Second, this is all this authors perspective. He chose to show God as an African America woman. I know right off the bat people will begin the argument that God is not a woman, women aren't even supposed to have that sort of authority over men. All I have to say is "FICTION!" No where did the author claim this to be truth and if God chose to reveal himself to us in some way, if he found us deserving enough to see him, who's to say what he really looks like. It the book, Mack claims to envision God as a sort of Gandalf looking character (side note: awesome LOTR reference.) How often have we envisioned that same thing. People claim that Jesus was a white man, which I think is ridiculous because he so clearly was not from America or was British. I can't stand seeing movies with Jesus portrayed as a white man with blue eyes and flowing blonde hair. It's so wrong, he was from the Middle East!
Third, the writer shows the Trinity as three different beings. I think for the story to have the affect that it did, you needed to show them as three different people, although they never claimed to be separate, they always claimed to be one. I don't want to argue this point too much because I don't think it's necessary, some have heard the audible voice of God, most of us need the urging of the Holy Spirit to make us move. Moving on...
The last argument that I will bring up is the one about the Ten Commandments. I have heard people say that the book tells us to ignore the commandments because they are confusing and God doesn't really care about them. Now, I'm not about to assume what the author meant when he wrote about the Ten Commandments, but what I got from is was that, God put this commandments in place because the people were worshipping idol gods and were going crazy doing what they wanted to do. I think what the author tried to get across was that, we will never be able to live up to these laws, we will never be able to attain them, there is only one who was able to do so and that was Christ, Yeshua.

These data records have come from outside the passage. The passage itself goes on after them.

PR #223, opened 2026-08-19
feat(sources): OneDrive source pack (milestone 5.8) — drive_items + drive_item_search

gracexmatin:
Milestone **5.8** — the `one_drive` source pack: `drive_items` and `drive_item_search` over Open Connector's `one_drive` service.

**Live-verified.** The contract is reconciled against a live gateway (v1.3.4, open-connector at `2410fbe`), and the real-row pass ran 2026-08-21 against a personal (MSA) drive: raw probes plus end-to-end skardi-server scans of both tables through the live fingerprint gate. The row fixtures are redacted live captures, not synthetic.

## Why its own pack

There is no `microsoft365` service upstream: the gateway splits Graph into `outlook` (mail), `one_drive` (files) and `excel`, each with its **own OAuth connection** — and a Skardi binding carries exactly one `connection_alias`, so a cross-service pack would silently span two grants and fail half its tables at scan time when only one is connected. M365 therefore ships one pack per service. `outlook` is milestone 5.7 (#212, merged); `excel` is deferred whole at the admission gate, because its list actions emit a `nextLink` continuation but accept no `nextLink` input, so their pagination cannot be completed.

One engine addition, `exclusive_resources` (below); otherwise `packs/` files plus two roster lines.

## What shipped

**`packs/one_drive.yaml`** — 2 tables, cursor pagination over Graph's `@odata.nextLink` (`page_size: 999`, the declared ceiling; 1000 and 0 both 400 live, and 999 was confirmed on the wire). `drive_items` → `one_drive.list_folder_children`, all three resources optional (`driveId`, `folderItemId`, `folderPath`); with none bound the table is the drive root's children. `drive_item_search` → `one_drive.search_items`, `query` required, `driveId` optional. No `fixed_inputs`, no `filters`, no `error_path` on either table.

**`packs/one_drive.rs`** — module doc recording every decision with its rationale, the `OnceLock` pack accessor, and **30 tests** (17 contract/conversion, 13 end-to-end through `MockGateway`).

**Fixtures** — the declared output schemas (the fingerprint input) and the input schemas, both re-fetched from live discovery; three row fixtures, two of them redacted live captures.

**Docs** — `docs/open-connector-one-drive.md`, the 5.8 milestone entry, the design record, the README capability row, and the status note in `docs/open-connector.md`.

## The live pass changed the pack: 16 columns, then 14

The declared contract says the two actions return the same `driveItem` collection schema — byte-identical captures, one shared fingerprint. The wire disagrees. Real search hits are a reduced Substrate projection that **never carries `eTag`/`cTag`** (zero occurrences across 1800+ live hits, files and folders alike), so `drive_item_search` maps **fourteen** columns to `drive_items`' sixteen. Mapping the pair there would have shipped two always-NULL columns — precisely the defect a live pass exists to catch, and invisible to every contract-level gate. A test pins the search column list as `drive_items`' minus exactly those two, since a retype, rename, re-path or reorder on one table alone would slip past both the width pins and the coverage gate.

Other live findings, all recorded in the pack doc:

- **Search continuations fail server-side on personal drives.** Following a real search cursor answers Graph's own "Error Calling Substrate Search" — deterministic across retries and across the `/me/drive` and `/drives/{id}` forms, cursor forwarded byte-identically. Upstream, not a gateway or pack defect. The scan **fails loudly** through the failure envelope rather than truncating; queries whose hits fit one page terminate on a clean null.
- **The one truncation risk is closed.** A null cursor is the only end-of-collection signal (Graph publishes no has-more flag), so a gateway that answered an allowlist-rejected link with null instead of an error would make a partial scan look complete. It errors.
- **`folderItemId` silently wins** when a binding sets it alongside `folderPath` (structural: the executor checks id → path → root), so the path becomes dead configuration.
- **Search rows spell `parent_drive_id` lowercase without the leading zero** while children rows carry the `0FAB…` form of the same drive, so a naive join on that column misses.
- `description` was never witnessed non-NULL across 2800+ rows. It stays mapped (declared in-schema, so drift stays loud) with the caveat recorded; an all-NULL column here is expected, not the always-NULL bug.

## Design decisions

**No `select` pin, and the reason is coverage.** Every mapped column of both tables resolves *inside* the declared item schema, so the coverage-gap pin is **empty** — the sharpest contrast with `outlook.messages`, whose thirteen undeclared columns are exactly why it needs one. Two distinct mechanisms deliver loudness and the docs keep them apart: an **upstream** rename or retype changes the schema hash and fails registration, while a **mapping typo inside the pack** leaves the hash intact and is caught by the coverage test in CI.

**`query` is required, and not where it looks.** The input schema's `required` array is empty and `query` is merely `minLength: 1`, which splits three ways live: an empty string 400s as `invalid_input` at the schema layer, while a **missing** and a **whitespace-only** query both pass validation and die in the executor's own trim check. Declaring it a required resource closes the missing case — the check is presence plus non-null, so `query: " "` still registers cleanly and fails at scan time. A registration test pins that a binding without one is refused before any HTTP.

**Zero filter pushdown, structurally.** Neither action exposes a filter input at all. The exact input key set of every request is asserted per table, absence included, which is what discharges the claim. `LIMIT` bounds requests, not bytes: `top` is sent verbatim, so `LIMIT 10` costs one request but still transfers a full page.

**Item type is facet presence, not a field**, so `file_mime_type` and `folder_child_count` double as the discriminator — with `childCount: 0` kept distinct from NULL, or an empty folder would be indistinguishable from a non-folder. A live `remoteItem` row (the Personal Vault stub) carries neither facet, so that gap is witnessed, not hypothetical.

**Input contracts are pinned too.** The fingerprint gate is output-only, so a renamed input key would register cleanly and then 400 every scan. Both input halves are committed with a test locking every key the pack can send. Gating inputs at registration remains engine work.

## Verification

```
cargo test -p skardi --lib sources::providers::open_connector::packs::one_drive
```

**30 tests** pack-scoped, plus four loader rejection arms and two loader round-trip tests for `exclusive_resources`; suite-wide counts come from CI, per this repo's convention of not running tests locally. `cargo fmt` clean.

Coverage: per-table wire-declaration scans asserting the exact input key set of every request (including absence); null-cursor termination, the only spelling either action can emit; pagination-loop and failure-envelope arms; LIMIT early-stop asserting `top` is not narrowed; resource forwarding and withholding; a search binding with no `query` refused before any HTTP; a contract-legal item with no `id` failing the page rather than yielding a null key; wire nulls and empty strings converting without failing the page; the search/children column relation; no-pushdown row identity; UDTF parity; drift-refusal at registration through the public entry point; and a key-scoped default-deny fixture audit with thirteen self-trip probes.

## What review found and fixed

Worth calling out, because these are the class of defect that passes CI-by-mocks:

- A **mock that contradicted the committed contract** — the search table's terminal page omitted `nextLink`, but both output contracts are `required: ["items", "nextLink"]` with `additionalProperties: false`, so that is a shape the gateway cannot produce.
- **Gates with no failing arm**: `query`'s requirement, `id`'s non-nullability, and the fixture audit — whose "carries no real drive data" half rested on an assertion that could never fail.
- **The audit's own doctrine, violated by three of its arms.** It holds that a shape check enforces nothing, yet `path` checked only a prefix (so a real folder name passed where the same string under `name` would fail its allowlist) and the two URL arms checked host plus the synthetic cid, leaving the per-row `resid`/`UniqueId` GUIDs and the human-readable path segments unexamined. Every probe tested a value wrong all the way through, so none covered the **partial** redaction a re-capture actually produces. Now one shared name allowlist spans `name`, path segments and URL segments; every URL path segment and query parameter is default-deny, an unknown parameter being a failure; and four probes cover the partial class.
- **A hand-listed fixture roster**, now enumerated from the directory — `loader.rs` records what the listed form costs, discord.yaml having shipped unlisted for a full milestone.
- **Coverage the live-capture swap dropped**: twelve explicit wire nulls and an empty-string row went to zero, leaving only NULL-via-missing-key assertions. Both shapes return as an inline synthetic page, covering the nested nulls that traverse *through* a null and `""` staying distinguishable from absent.
- **A pairwise invariant that lived only in a comment.** The yaml derives `drive_item_search`'s columns from `drive_items`' as "MINUS the two concurrency tags", and the width pins catch an added or dropped column — but a retype, a rename, a re-path to another declared key, or a reorder on ONE table slipped past every gate and quietly made that comment false. `search_columns_are_drive_items_minus_the_two_concurrency_tags` now pins the relation field by field, name/path/type/nullability and order included.
- **The partial-redaction hole the audit's own doctrine forbids, still open on `id`.** The arm accepted `FAB1234CD567890!` plus anything, but that suffix is the per-item half of a personal-drive id and varies per row — the exact shape a re-capture that scrubs the one global cid produces, and the reason the URL arms default-deny `resid`/`UniqueId`. Both call sites now share one predicate pinning the two suffix families whole, and two new probes cover a real suffix under a synthetic cid (nothing among the thirteen existing ones did).
- **An operator trap the pack could close itself.** `folderItemId` and `folderPath` are alternatives; upstream a binding carrying both is legal and the id wins, so the scan succeeds against a folder nobody named while the path becomes dead configuration — the one misconfiguration here that yields confidently wrong rows instead of an error. Documented in three places, which is the weakest available mitigation. It is now a registration failure: `SourcePackTable` gained `exclusive_resources` (additive, defaulted empty), the loader validates the declaration and registration rejects the binding by name. Deliberately stricter than the gateway — no precedence is the right answer when the operator stated two scopes.
- **Doc claims that were not true**: `LIMIT` does not narrow `top`; three of the seven "verified to 400 live" input keys are declared-but-deliberately-unsent; "a misspelled path fails at registration" holds only for upstream renames; a required resource closes the missing query, not the whitespace-only one; the design record still described the search table as sixteen columns; and the README capability row never gained the pack.

## Reviewer notes

- The OAuth consent for `one_drive` is **read-write** even though this pack is read-only: the gateway's scope union is `User.Read`, `Files.ReadWrite`, `offline_access`, because the same connection serves the service's upload and delete actions. Skardi's tables stay read-only by construction (the registrar rejects `read_write` for source packs), but the pack doc says plainly that you consent to more than Skardi uses. A narrower `Files.Read` union is an upstream ask.
- `drive_items` is **non-recursive** — one binding sees one folder level. That is what makes `drive_item_search` worth shipping.
- The live pass ran on a **personal (MSA)** drive. The search-continuation failure is scoped to that in the docs; a business/SharePoint-backed drive is unprobed.


crates/skardi/src/sources/providers/open_connector/packs/one_drive.rs
```diff
@@ -0,0 +1,2001 @@
...
+                Value::String(s) => {
+                    let allowed = match key {
+                        // One key, several id families: driveItem ids
+                        // (`FAB…!103`, `FAB…!s<hex32>`), the user id (the
+                        // cid), application ids (repeated-digit GUIDs plus
+                        // Office's well-known first-party constant), the
+                        // remoteItem's business-shaped id, and the
+                        // type-mismatch fixture's marked synthetic ids.
+                        "id" => {
+                            s.starts_with("FAB1234CD567890!")
```
yiyi-wang-skardi: **The partial-redaction class this commit closes for URLs is still open on `id`.**

`s.starts_with("FAB1234CD567890!")` accepts *any* suffix, but the suffix is the per-item half of a personal-drive id (`!103`, `!s<hex32>`) and it varies per row — precisely the shape a re-capture that scrubs the one global cid and misses the per-row identifiers produces. That is the reason `url_parts_are_redacted` now default-denies `resid`/`UniqueId`, and the same id family rides in the URL query arm at line 726 with the same loose check, so a real `FAB1234CD567890!s1a2b3c4d…` sails through both.

Every committed id is already either an ordinal or `s` + 32 repeated hex digits (I checked all ten distinct values), so tightening costs nothing:

```rust
"id" => match s.strip_prefix("FAB1234CD567890!") {
    Some(rest) => {
        rest.bytes().all(|b| b.is_ascii_digit())
            || (rest.len() == 33
                && rest.starts_with('s')
                && rest[1..].bytes().all(|b| b == rest.as_bytes()[1]))
    }
    None => s == "0FAB1234CD567890" || repeated_digit_guid(s) || …
}
```

Worth a fourteenth tripwire too — none of the current probes covers a real id suffix under a synthetic cid, which is the one leak shape this arm would wave through.

crates/skardi/src/sources/providers/open_connector/packs/one_drive.yaml
```diff
@@ -0,0 +1,229 @@
...
+    # /" but enforced only as `minLength: 1`, so a slash-less path passes
+    # validation and fails in the executor.
+    # `select`/`expand`/`orderBy` are deliberately
+    # never sent (negative-space guarded): `orderBy` would only reorder a
+    # set the scan reads in full, and `select` would narrow rows the
+    # declared coverage above already protects. Note the camelCase — the
+    # live gateway 400s lower-case `orderby`, which is the spelling the
+    # sibling `outlook` service uses.
+    resources:
+      optional: [driveId, folderItemId, folderPath]
```
yiyi-wang-skardi, line 115: **`folderItemId` silently winning over `folderPath` is a hazard the pack can close itself, not just document.**

The design record's own framing of this (open item 7) is "that binding scans a folder the operator did not name", and phase 4 confirmed exactly that. The resolution was to record it in three places — but a binding that carries both still scans the wrong folder, with a green status and no diagnostic anywhere, and prose is the weakest available mitigation for that.

Two pack-level options, either of which turns it loud:

1. Declare only `folderItemId` here. `folderPath` is pure convenience (an id is what the executor prefers anyway), and dropping it makes "one way to scope a folder" structural — the KISS reading. `mod.rs`'s `UnknownResourceKey` check then rejects a `folderPath` binding by name at registration.
2. Keep both and add mutually-exclusive resource groups to the loader's validation, alongside the existing required/optional overlap check at `loader.rs:219`. More work, but it generalises — this cannot be the last pack with alternative scoping resources.

Not blocking: the behaviour is correct-by-upstream and disclosed. But it is the one place in this pack where a plausible misconfiguration produces confidently wrong rows instead of an error, which is the opposite of the doctrine the rest of the pack holds to.

crates/skardi/src/sources/providers/open_connector/packs/one_drive.yaml
```diff
@@ -0,0 +1,229 @@
...
+    # resource (the binding pins the term, and the table is "the drive
+    # items matching this binding's query" — same semantics as
+    # notion.block_children requiring a blockId) rather than a fixed
+    # input. `list_folder_children` being non-recursive is what makes
+    # this table worth shipping: it is the only way to see a whole drive.
+    resources:
+      required: [query]
+      optional: [driveId]
+    # drive_items' column set MINUS the two concurrency tags: the
+    # declared schema is shared, but real search rows are a reduced
```
yiyi-wang-skardi, line 218: **The 16→14 decision rests on one personal drive, and nothing tracks re-probing it.**

Dropping `e_tag`/`c_tag` is the right call on the evidence, and the doc is honest that a business/SharePoint-backed drive is unprobed. But the failure mode of being wrong is asymmetric: if a business drive *does* return the concurrency tags, the pack silently discards data it declared it could not get — invisible to the fingerprint gate (the tags are in the shared declared schema), invisible to the coverage gate (an unmapped declared key is not a gap), and invisible to every test here.

The caveat currently lives only in `docs/open-connector-one-drive.md:201`. The tasks spec ticks 5.8 with no residual item and the design record's Phase 4 results section closes item 4 without one, so this observation has no home outside user-facing prose. Suggest a tracked open item — "re-probe `search_items` on a business/SharePoint drive; if it carries `eTag`/`cTag`, the search table grows back to 16" — in the design record next to the finding it qualifies. That also tells whoever hits it that widening the table back is the expected outcome rather than a contract break.

docs/open-connector-one-drive.md
```diff
@@ -0,0 +1,373 @@
...
+Microsoft 365 reaches Skardi as **one source pack per Open Connector
+service**. There is no `microsoft365` service upstream: the gateway
+splits Microsoft Graph into `outlook` (mail only), `one_drive` (files)
+and `excel` (spreadsheets), each with its **own OAuth connection** — and
+a Skardi binding carries exactly one connection alias, so a
+cross-service pack would silently span two OAuth grants and fail half
+its tables at scan time when only one service is connected.
+
+This document covers the built-in **`one_drive` pack** — `drive_items`
+and `drive_item_search` over a drive. The `outlook` pack ships as its own
```
yiyi-wang-skardi, line 16: **The two Microsoft 365 guides are now disconnected, and this reverses a decision recorded in the merged M365 design record.**

`docs/superpowers/specs/2026-08-14-open-connector-m365-packs-design.md:399` decided explicitly: "A single `docs/open-connector-microsoft-365.md` holds the Microsoft 365 story for both packs — it ships covering `outlook` alone and **gains the `one_drive` tables with that milestone** — so the product-level story survives the split."

This PR instead ships a separate guide and leaves `docs/open-connector-microsoft-365.md` untouched, where line 12 still reads "The `one_drive` pack ships separately" with no pointer, under the title "Microsoft 365 Source Packs (Outlook)". So a reader who lands on the M365 page — which is where the README's *Outlook* link goes, and the obvious landing page for "Microsoft 365" — has no path to the OneDrive guide, and this page has no path back.

A separate guide is defensible (both docs are long, and the OAuth grants really are independent), so the ask is not to merge them: add the missing link in each direction, and amend that line of the design record so the reversal is recorded rather than silent. Given that this branch spent a whole commit correcting stale claims in that same family of documents, this one belongs with them.

crates/skardi/src/sources/providers/open_connector/packs/one_drive.yaml
```diff
@@ -0,0 +1,229 @@
...
+    row_path: "$.items"
+    fingerprint: 6fc6a6b319766064e084865122b06db8e5562b35193ae9dadc4d64b8f9ac207b
+    pagination:
+      strategy: cursor
+      cursor_input: nextLink
+      next_cursor_path: "$.nextLink"
+      page_size_input: top
+      # The declared ceiling (`top`: 1–999; 1000 and 0 both 400 against
+      # the live gateway). driveItem rows are metadata-only, so a full
+      # page stays orders of magnitude under the 16 MiB response cap.
```
yiyi-wang-skardi: **"orders of magnitude under the 16 MiB response cap" is about one order of magnitude, and the committed fixtures let you say the real number.**

The captured children rows average 1 397 bytes serialized (max 1 708), so a full 999-row page is ≈ **1.3 MiB** — roughly 8 % of `DEFAULT_MAX_RESPONSE_BYTES` (`client.rs:77`), i.e. ~12× headroom, not orders of magnitude. Search rows are lighter (≈ 0.76 MiB/page).

That is still comfortable, so the `page_size: 999` decision is unaffected. But 12× is a number an operator might actually care about — a drive whose rows carry more facets and hash sets than these captures is not implausibly far from the cap, whereas "orders of magnitude" reads as "never think about this". The claim repeats verbatim in `one_drive.rs:62-63` and the design record's Table-design section; a measured figure derived from the committed fixtures would be both more useful and more in keeping with the rest of this pack's write-up.

docs/open-connector-one-drive.md
```diff
@@ -0,0 +1,373 @@
...
+        runtime_token_env: OPEN_CONNECTOR_TOKEN
+        bindings:
+          - name: drive                    # schema name in SQL
+            source_pack: one_drive
+            connection_alias: my-msft-drive  # the gateway's one_drive OAuth connection
+            resource:                      # omit entirely for the drive root
+              folderItemId: "01ABCDEF..."      # scope drive_items to one folder
+            tables: [drive_items]
+
+          # drive_item_search needs its own binding: `query` is required,
```
yiyi-wang-skardi: **"drive_item_search needs its own binding" overstates the constraint.**

A single binding *can* serve both tables. `mod.rs:200` requires each supplied resource key to be declared by **at least one** bound table, and `table.rs:94` filters each table's request inputs to the keys it declares — so `resource: {folderItemId: …, query: budget}` with `tables: [drive_items, drive_item_search]` registers cleanly, and `drive_items` simply withholds `query`.

The real constraint is one search *term* per binding, which is what the following sentence and the `bind one search per term you care about` line further down already say correctly. Separate bindings are still the better example (distinct schema names read better in SQL) — it is just the word "needs" that is not true, and this doc is otherwise careful enough about exactly this distinction that the exception stands out.

crates/skardi/src/sources/providers/open_connector/packs/one_drive.rs
```diff
@@ -0,0 +1,2001 @@
...
+                "示例报告.docx",
+                "copilotUploads",
+                "documents",
+                "wrong-types.bin",
+            ];
+            // Search rows percent-encode CJK path segments where children
+            // rows send them literally, so one allowlist covers both
+            // spellings only after decoding. Invalid UTF-8 decodes to the
+            // empty string, which is on no allowlist — default-deny holds.
+            fn percent_decode(seg: &str) -> String {
```
yiyi-wang-skardi, line 681: Nit (DRY): `percent-encoding = "2.3"` and `url = { workspace = true }` are both already direct dependencies of this crate, so the hand-rolled decoder is re-implementing `percent_encoding::percent_decode_str(seg).decode_utf8().unwrap_or_default()` — same semantics including the empty-string-on-invalid-UTF-8 behaviour the comment above relies on for default-deny.

`url::Url::parse` would fold in more of `url_parts_are_redacted` as well: `path_segments()` and `query_pairs()` (already decoded) replace the `split('/').skip(3)` and `split('&')` + `split_once('=')` hand-parsing, and drop the implicit assumption that the string always begins with `scheme://host` — which holds today only because each caller prefix-checks the host first. Test-only code, so purely a simplification; worth it if this audit gets copied to the next pack, which is the pattern so far.

yiyi-wang-skardi (approved):
## Audit of the `one_drive` source pack (milestone 5.8)

Reviewed the full diff against `main` (`97859f8`), i.e. the seven OneDrive commits: `packs/one_drive.yaml`, `packs/one_drive.rs` (27 tests), the eight fixtures, the two roster lines, and the docs. Read the surrounding engine to check the claims rather than take them on trust.

**What I verified independently (all correct):**

- **Column coverage** — all 30 mapped paths (16 + 14) resolve inside the declared item schema, so `no_column_escapes_the_fingerprint_gate` really is empty; declared JSON types line up with every pack type (`string`→utf8/timestamp, `integer`→int64).
- **The shared fingerprint** — the two committed output contracts are byte-identical (same md5), so the duplicate pin is the upstream fact the test says it is.
- **Input contracts** — `top` really is `1–999` (so the pinned 999 is the ceiling exactly), `nextLink` is `format: uri`, `query` is `minLength: 1` with no `required` array, and `filter`/`orderby`/`skip`/`page`/`perPage`/`pageSize` are all absent while `orderBy` is present. The negative-space claims hold.
- **The `query` enforcement boundary** — `mod.rs:186` is `contains_key` and `config.rs:324` rejects only nulls, so the corrected "closes the *missing* case only" wording is accurate.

That does not mean that we can throw all caution to the wind and do what we want, it means we still strive to be like Christ and honor God in all we do. Just because we know we know that we will disappoint our spouses or family or friends doesn't mean we just don't have them. No, we work hard at them, we ask for forgiveness when we need to, we grow from the mistakes and we try to do better.
So, that was my assessment of the book, I hope that you do read it, even if you don't agree with it. just remember, it's a fictional story (that does not mean that God can't use it) and it is not meant to challenge your beliefs. Hopefully you can grow in your relationship with the Lord.
By the way, once you read the book, you will understand the title of my blog.
Thanks for reading. I would love to hear your thoughts.